• TRY IT:
Beneath this task are records; state how many of their lines hold the word "merge", and nothing else.

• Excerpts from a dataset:
PR #135, opened 2018-05-31
Adding "infra subnets" as a class

madsenibis:
For situations where Lambda functions are used (e.g., with API Gateway) inside the VPC, the Lambdas need to be configured with subnet IDs from which they can allocate ENIs.  The PR simply adds subnets across the AZs for that.

### DIFF
--- a/main.tf
+++ b/main.tf
@@ -193,16 +193,16 @@ resource "aws_elasticache_subnet_group" "elasticache" {
 }
 
 #####################################################
-# infra subnets - private subnet with no NAT gateway
+# intra subnets - private subnet with no NAT gateway
 #####################################################
-resource "aws_subnet" "infra" {
-  count = "${var.create_vpc && length(var.infra_subnets) > 0 ? length(var.infra_subnets) : 0}"
+resource "aws_subnet" "intra" {
+  count = "${var.create_vpc && length(var.intra_subnets) > 0 ? length(var.intra_subnets) : 0}"
 
   vpc_id            = "${aws_vpc.this.id}"
-  cidr_block        = "${var.infra_subnets[count.index]}"
+  cidr_block        = "${var.intra_subnets[count.index]}"
   availability_zone = "${element(var.azs, count.index)}"
 
-  tags = "${merge(var.tags, var.infra_subnet_tags, map("Name", format("%s-infra-%s", var.name, element(var.azs, count.index))))}"
+  tags = "${merge(var.tags, var.intra_subnet_tags, map("Name", format("%s-intra-%s", var.name, element(var.azs, count.index))))}"
 }
 
 ##############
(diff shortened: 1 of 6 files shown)


antonbabenko:
Hi Mark,

This is exactly when [private subnet](https://github.com/terraform-aws-modules/terraform-aws-vpc/pull/135/files#diff-7a370d8342e7203b805911c92454f0f4L118) should be used for. Also, private subnets have route table associated.

Let me know if I am missing something here. If not, let's close this PR.

madsenibis:
Happy to not complicate things, but I'm wondering how to configure two classes of private subnets when I configure the VPC.  I want a group of subnets of one size for Kubernetes worker nodes, and these need access to NAT gateway and thereby, to the external internet.  Then I need a set of subnets for Lambda ENI allocation (for API Gateway, basically), and those subnets only need to be able to reach other VPC subnets, not the external internet.  I'd like the two classes of subnets to have different tags so that other systems can query by tag and find all my lambda, or all my k8s worker subnets, across VPCs and regions, etc etc.  You get the picture.  How do I use "private_subnet" twice, basically?

antonbabenko:
Right, thanks for the clarification. This module currently does not support such duality, there is no way to create private subnets with NAT and without NAT in one go. I think we should add this.

The naming (especially when it is +32C in the room) gets very tricky. Mainly, how to name private subnet which does not have NAT. I forgot the scientific term. I think it is called something like `ephemeral private subnet`, but probably not. LAN? Intranet? Lambda is too specific and it is just a name of the service.

When name is there we should duplicate half of the code which takes care of private subnet resources (like routing tables, associations, etc). If you can do this, PR is welcome. If not, let us know and me or someone else may help with this.

Thanks again for opening this issue!

madsenibis:
I agree, lambda is too specific, I can envision placing other backend systems in subnets of this type as well.  I'll work on it a bit, as you say duplicating the half of the code that handles the needed resources, leaving out NAT.  If I need help, I'll ask!

antonbabenko:
Regarding namings... [RFC1918](https://tools.ietf.org/html/rfc1918) says:
```
Hosts within enterprises that use IP can be partitioned into three categories:

      Category 1: hosts that do not require access to hosts in other
                  enterprises or the Internet at large; hosts within
                  this category may use IP addresses that are
                  unambiguous within an enterprise, but may be
                  ambiguous between enterprises.

      Category 2: hosts that need access to a limited set of outside
                  services (e.g., E-mail, FTP, netnews, remote login)
                  which can be handled by mediating gateways (e.g.,
                  application layer gateways). For many hosts in this
                  category an unrestricted external access (provided
                  via IP connectivity) may be unnecessary and even
                  undesirable for privacy/security reasons. Just like
                  hosts within the first category, such hosts may use
                  IP addresses that are unambiguous within an
                  enterprise, but may be ambiguous between
                  enterprises.

      Category 3: hosts that need network layer access outside the
                  enterprise (provided via IP connectivity); hosts in
                  the last category require IP addresses that are
                  globally unambiguous.

   We will refer to the hosts in the first and second categories as
   "private".  We will refer to the hosts in the third category as
   "public".
```

So, there is no official name for Category 1. After some reading and talking to other people in couple chats I'd like to call it `intra_subnets`.

madsenibis:
The name makes sense to me.  I've been using this over the weekend to create some test VPCs for a project, and I end up with private subnets that have route table entries, but no NAT gateway entries, which is what we want for Category 1 RFC1918 networks.  See what you think.

main.tf
```diff
@@ -192,6 +192,19 @@ resource "aws_elasticache_subnet_group" "elasticache" {
   subnet_ids  = ["${aws_subnet.elasticache.*.id}"]
 }
 
+#####################################################
+# infra subnets - private subnet with no NAT gateway
+#####################################################
+resource "aws_subnet" "infra" {
```
antonbabenko: Should be `intra`, not `infra`

madsenibis:
There you go - docs and the example, changed "infra" to "intra", sorry about that - I read it wrong!  Thanks for your help.

antonbabenko:
Merging, great work!

antonbabenko:
https://github.com/terraform-aws-modules/terraform-aws-vpc/commit/9ced5e967f2dfc41293a585dbcb656425ba3238a - I have just run the complete example, and added few important missing resources. In particular intra route table and assign it to intra subnets.

Please let me know if you see something wrong in this commit. Also, [v1.33.0](https://github.com/terraform-aws-modules/terraform-aws-vpc/releases/v1.33.0) has been released.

• RESULT:
2